▶ _INFORMATION PROVIDED_
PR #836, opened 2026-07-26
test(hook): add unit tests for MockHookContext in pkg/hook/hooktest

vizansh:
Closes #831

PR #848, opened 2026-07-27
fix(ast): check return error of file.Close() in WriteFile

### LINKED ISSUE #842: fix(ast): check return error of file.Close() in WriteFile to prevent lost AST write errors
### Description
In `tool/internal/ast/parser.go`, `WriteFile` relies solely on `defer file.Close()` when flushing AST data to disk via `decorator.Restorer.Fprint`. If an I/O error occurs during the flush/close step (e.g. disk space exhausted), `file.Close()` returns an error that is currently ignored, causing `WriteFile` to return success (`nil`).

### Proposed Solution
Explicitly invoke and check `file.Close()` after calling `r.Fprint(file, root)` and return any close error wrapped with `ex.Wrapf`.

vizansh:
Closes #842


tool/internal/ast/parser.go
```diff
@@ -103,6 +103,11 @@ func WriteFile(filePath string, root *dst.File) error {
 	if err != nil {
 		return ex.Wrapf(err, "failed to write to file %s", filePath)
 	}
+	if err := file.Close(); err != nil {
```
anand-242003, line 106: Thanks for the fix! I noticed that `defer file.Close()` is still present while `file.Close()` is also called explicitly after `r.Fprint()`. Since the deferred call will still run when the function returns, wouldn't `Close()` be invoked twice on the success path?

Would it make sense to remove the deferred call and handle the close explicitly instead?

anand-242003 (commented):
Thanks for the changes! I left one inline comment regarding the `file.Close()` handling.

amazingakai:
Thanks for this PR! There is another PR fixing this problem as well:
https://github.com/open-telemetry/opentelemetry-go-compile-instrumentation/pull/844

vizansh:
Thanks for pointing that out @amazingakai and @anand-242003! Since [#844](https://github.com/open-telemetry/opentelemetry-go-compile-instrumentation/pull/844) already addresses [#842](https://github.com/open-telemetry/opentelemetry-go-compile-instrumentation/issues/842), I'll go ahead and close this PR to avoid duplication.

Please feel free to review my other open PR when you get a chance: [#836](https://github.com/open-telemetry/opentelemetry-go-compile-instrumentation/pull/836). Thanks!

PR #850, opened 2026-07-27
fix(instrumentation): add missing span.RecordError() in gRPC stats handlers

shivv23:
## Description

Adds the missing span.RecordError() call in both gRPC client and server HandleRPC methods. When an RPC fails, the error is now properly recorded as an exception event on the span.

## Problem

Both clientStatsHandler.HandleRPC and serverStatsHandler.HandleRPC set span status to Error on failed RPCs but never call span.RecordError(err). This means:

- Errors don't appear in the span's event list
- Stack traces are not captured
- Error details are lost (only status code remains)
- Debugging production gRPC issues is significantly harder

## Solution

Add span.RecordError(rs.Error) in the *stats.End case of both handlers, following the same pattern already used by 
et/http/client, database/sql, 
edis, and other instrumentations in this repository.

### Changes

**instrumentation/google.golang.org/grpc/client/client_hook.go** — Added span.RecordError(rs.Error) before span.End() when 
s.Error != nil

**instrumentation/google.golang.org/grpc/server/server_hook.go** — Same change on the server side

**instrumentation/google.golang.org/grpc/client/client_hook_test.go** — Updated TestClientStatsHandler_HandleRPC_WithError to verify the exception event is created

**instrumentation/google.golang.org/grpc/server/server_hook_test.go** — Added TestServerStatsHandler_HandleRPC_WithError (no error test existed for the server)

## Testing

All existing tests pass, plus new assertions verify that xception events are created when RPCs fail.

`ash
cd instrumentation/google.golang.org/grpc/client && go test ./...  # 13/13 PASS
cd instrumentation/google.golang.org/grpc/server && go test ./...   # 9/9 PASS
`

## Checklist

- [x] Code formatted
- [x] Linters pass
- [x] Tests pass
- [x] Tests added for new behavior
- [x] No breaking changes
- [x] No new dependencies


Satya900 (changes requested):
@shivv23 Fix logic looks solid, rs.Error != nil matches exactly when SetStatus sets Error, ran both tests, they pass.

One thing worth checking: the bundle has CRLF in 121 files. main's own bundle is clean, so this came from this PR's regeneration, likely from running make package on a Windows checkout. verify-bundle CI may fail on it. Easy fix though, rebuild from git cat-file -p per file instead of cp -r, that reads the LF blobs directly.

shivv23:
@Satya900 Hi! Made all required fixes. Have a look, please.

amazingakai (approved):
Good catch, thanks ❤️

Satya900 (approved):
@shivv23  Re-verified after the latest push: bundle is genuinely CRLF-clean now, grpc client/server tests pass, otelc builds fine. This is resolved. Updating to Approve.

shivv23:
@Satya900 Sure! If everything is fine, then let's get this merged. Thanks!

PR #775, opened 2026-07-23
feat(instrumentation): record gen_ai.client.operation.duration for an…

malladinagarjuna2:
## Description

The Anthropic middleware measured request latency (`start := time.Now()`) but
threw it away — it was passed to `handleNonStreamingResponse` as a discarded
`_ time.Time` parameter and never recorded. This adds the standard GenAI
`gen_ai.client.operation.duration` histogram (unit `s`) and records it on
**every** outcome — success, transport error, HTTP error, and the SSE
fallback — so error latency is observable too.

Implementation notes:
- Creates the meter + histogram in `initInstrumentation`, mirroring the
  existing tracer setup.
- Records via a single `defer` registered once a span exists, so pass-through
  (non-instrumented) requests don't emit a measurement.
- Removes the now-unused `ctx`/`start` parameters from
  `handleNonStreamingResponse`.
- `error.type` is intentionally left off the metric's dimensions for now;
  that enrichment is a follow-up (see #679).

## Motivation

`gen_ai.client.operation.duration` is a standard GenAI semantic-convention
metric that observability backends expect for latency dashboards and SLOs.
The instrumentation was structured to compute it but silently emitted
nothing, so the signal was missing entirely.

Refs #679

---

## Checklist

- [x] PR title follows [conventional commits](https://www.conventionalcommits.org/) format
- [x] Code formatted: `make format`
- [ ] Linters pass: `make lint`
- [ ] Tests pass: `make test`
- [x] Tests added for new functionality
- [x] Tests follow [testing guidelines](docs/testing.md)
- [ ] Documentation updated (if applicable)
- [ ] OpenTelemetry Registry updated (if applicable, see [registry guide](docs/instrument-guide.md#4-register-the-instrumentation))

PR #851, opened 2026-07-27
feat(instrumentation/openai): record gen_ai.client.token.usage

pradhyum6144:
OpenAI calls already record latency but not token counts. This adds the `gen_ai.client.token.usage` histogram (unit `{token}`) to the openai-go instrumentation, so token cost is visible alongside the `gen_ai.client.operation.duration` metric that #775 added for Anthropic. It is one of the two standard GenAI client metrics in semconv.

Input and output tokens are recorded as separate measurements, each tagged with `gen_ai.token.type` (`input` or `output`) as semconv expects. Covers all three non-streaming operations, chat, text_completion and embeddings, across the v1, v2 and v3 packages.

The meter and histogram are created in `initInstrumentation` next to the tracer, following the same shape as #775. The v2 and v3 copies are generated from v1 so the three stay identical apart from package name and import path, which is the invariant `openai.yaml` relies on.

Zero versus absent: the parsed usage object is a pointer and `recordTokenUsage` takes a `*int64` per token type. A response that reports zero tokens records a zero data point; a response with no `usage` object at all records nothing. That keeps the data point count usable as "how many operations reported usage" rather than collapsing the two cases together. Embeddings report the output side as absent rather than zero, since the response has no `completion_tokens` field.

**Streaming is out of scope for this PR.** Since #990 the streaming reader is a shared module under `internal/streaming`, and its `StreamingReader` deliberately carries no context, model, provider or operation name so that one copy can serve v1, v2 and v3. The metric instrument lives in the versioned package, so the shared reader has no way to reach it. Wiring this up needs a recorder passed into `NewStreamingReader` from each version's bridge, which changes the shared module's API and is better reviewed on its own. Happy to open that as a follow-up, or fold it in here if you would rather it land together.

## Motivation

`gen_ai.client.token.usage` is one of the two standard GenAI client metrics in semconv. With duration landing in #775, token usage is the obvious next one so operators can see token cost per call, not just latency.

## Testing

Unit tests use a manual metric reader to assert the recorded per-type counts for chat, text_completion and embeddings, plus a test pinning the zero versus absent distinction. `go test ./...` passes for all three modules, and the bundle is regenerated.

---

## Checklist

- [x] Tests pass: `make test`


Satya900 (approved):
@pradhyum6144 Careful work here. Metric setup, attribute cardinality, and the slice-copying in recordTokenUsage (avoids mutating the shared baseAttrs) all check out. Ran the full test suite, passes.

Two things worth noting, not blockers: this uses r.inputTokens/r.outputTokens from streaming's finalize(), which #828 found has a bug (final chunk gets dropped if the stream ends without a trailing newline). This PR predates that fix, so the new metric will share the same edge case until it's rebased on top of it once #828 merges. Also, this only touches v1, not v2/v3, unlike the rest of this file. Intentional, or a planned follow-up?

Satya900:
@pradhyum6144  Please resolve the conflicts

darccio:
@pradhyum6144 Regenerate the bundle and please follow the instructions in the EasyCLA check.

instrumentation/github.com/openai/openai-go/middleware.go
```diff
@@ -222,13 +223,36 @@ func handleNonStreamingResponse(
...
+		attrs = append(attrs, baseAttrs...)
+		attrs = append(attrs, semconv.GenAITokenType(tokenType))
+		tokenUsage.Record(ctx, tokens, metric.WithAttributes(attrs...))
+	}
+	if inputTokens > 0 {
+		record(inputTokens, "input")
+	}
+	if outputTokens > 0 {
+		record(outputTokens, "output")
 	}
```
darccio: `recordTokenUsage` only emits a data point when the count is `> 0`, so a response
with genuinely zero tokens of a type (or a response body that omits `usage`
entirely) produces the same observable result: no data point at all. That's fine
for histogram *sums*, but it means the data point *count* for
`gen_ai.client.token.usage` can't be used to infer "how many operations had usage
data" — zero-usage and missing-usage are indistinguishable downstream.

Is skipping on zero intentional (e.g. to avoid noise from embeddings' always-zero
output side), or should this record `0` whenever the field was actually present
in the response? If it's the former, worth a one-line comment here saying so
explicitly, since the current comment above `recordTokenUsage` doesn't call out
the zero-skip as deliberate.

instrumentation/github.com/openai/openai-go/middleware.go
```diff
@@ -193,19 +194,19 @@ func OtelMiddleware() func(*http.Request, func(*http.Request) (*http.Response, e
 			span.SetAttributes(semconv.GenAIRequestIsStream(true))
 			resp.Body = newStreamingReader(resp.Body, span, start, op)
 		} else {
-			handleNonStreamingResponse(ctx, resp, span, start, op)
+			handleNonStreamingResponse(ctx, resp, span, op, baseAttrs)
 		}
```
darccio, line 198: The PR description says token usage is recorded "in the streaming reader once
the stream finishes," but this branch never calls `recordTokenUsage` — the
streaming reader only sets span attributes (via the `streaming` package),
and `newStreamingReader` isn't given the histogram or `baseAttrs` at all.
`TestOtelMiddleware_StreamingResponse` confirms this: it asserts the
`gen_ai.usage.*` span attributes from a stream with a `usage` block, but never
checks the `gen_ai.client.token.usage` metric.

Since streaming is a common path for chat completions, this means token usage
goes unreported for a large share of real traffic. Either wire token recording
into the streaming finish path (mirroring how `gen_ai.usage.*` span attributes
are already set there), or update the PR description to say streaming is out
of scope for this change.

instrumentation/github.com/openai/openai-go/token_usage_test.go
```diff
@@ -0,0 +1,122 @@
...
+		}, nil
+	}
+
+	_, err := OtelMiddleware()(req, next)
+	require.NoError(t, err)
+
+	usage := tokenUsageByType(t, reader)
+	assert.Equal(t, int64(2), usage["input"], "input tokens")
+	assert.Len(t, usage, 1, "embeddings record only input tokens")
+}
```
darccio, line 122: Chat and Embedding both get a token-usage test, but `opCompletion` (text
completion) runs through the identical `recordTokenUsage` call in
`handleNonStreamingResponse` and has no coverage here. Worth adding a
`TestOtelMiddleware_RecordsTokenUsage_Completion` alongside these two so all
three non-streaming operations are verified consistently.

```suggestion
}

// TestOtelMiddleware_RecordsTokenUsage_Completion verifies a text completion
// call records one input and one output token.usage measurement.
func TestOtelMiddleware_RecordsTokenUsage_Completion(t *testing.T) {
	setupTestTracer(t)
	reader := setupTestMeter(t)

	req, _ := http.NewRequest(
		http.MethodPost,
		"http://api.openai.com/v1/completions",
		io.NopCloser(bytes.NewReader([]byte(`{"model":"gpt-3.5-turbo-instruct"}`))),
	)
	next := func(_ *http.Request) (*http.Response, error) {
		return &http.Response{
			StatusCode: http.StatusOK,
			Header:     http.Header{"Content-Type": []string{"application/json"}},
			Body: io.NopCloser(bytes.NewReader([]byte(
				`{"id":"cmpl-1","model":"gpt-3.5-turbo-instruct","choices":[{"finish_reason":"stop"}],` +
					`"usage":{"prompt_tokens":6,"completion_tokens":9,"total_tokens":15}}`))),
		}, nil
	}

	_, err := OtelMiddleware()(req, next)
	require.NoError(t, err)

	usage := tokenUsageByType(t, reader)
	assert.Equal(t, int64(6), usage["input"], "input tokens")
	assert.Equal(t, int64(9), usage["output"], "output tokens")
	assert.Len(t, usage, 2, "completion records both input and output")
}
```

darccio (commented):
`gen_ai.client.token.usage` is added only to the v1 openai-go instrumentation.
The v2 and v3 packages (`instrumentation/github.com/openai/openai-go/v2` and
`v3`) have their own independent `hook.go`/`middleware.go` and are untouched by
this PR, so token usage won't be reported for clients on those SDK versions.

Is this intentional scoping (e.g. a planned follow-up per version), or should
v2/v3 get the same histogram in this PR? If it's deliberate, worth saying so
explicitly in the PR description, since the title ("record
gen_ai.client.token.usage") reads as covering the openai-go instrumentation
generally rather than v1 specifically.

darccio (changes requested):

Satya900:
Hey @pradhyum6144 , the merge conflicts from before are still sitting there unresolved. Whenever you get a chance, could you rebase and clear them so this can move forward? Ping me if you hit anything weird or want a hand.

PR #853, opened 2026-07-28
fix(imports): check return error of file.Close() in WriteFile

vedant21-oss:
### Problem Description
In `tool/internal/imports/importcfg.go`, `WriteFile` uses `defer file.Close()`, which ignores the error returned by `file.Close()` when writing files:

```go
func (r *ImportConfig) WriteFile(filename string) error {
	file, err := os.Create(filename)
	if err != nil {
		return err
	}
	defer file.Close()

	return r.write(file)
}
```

▶ _WORK TO BE COMPLETED_
Check each line in the records above for the word "genuinely". Return those that have it.

▶ _TASK OUTPUT_
@shivv23  Re-verified after the latest push: bundle is genuinely CRLF-clean now, grpc client/server tests pass, otelc builds fine. This is resolved. Updating to Approve.
with genuinely zero tokens of a type (or a response body that omits `usage`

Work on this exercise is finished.